REQUIRED ACTION
In the listing below, lines with the string "when" are to be counted; the number is the entire reply.

RECORDS FOR THIS TASK
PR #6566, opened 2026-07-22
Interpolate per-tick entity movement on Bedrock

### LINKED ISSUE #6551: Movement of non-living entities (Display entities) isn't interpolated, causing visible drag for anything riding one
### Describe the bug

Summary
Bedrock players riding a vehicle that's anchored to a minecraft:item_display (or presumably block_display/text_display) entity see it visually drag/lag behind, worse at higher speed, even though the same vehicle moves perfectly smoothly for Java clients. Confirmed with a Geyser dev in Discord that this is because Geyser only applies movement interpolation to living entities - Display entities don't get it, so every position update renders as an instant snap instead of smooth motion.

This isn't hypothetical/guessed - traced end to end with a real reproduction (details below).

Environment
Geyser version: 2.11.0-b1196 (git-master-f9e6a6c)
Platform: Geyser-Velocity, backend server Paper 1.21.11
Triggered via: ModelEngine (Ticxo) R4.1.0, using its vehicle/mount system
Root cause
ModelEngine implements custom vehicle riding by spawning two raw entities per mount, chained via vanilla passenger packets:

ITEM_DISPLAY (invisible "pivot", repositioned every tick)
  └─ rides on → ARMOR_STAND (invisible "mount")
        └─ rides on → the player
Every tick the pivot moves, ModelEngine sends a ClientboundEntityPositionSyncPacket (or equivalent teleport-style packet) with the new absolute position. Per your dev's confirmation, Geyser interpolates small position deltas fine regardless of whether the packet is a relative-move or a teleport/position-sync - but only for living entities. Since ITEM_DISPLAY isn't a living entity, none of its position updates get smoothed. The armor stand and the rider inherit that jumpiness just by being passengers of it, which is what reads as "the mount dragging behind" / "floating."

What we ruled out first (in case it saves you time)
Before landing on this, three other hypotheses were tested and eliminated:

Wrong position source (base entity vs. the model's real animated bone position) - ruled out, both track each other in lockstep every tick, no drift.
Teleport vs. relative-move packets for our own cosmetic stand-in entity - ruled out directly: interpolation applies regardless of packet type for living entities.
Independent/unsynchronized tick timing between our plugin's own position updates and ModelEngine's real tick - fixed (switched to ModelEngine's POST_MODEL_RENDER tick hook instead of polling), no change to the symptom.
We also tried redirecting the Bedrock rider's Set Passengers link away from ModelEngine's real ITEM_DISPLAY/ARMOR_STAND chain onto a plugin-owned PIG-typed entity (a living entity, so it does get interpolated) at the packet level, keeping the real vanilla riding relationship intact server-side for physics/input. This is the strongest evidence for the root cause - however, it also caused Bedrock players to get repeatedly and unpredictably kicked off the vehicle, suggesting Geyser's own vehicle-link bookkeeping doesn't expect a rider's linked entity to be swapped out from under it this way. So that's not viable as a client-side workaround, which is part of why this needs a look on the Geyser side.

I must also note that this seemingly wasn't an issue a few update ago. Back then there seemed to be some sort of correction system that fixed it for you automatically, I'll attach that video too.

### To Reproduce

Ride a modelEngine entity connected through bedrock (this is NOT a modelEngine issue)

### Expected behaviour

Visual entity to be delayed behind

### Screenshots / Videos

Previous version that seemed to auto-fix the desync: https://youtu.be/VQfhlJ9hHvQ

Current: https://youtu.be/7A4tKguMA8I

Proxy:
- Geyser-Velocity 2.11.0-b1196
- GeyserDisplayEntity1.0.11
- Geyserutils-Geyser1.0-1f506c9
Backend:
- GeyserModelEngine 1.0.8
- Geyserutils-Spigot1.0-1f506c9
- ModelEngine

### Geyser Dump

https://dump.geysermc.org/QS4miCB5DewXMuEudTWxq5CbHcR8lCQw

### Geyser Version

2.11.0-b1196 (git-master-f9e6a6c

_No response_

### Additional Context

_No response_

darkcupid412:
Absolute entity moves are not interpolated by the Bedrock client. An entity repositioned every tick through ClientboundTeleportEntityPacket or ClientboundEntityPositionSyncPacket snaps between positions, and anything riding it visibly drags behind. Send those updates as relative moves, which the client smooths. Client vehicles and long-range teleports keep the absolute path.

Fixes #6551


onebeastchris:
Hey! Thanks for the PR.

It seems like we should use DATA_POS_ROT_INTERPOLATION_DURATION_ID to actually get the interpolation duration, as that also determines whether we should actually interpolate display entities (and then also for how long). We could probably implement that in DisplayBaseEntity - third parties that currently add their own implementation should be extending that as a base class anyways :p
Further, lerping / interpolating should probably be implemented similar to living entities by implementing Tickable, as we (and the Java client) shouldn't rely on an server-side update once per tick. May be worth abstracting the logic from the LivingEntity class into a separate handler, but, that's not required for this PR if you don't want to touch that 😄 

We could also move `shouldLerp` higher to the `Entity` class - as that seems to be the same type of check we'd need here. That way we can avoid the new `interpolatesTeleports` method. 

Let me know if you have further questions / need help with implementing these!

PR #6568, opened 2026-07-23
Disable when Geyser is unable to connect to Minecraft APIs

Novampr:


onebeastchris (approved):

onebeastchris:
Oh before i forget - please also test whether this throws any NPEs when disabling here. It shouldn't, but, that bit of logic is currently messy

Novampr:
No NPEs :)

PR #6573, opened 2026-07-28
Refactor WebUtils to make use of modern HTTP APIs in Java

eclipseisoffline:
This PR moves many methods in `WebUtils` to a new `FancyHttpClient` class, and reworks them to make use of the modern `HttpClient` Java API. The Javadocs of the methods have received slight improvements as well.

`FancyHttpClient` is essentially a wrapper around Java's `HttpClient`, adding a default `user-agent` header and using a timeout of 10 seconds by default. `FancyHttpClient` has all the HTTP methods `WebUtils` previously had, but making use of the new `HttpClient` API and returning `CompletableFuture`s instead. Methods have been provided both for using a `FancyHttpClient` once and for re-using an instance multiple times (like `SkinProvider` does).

REPLY TO THE TASK
2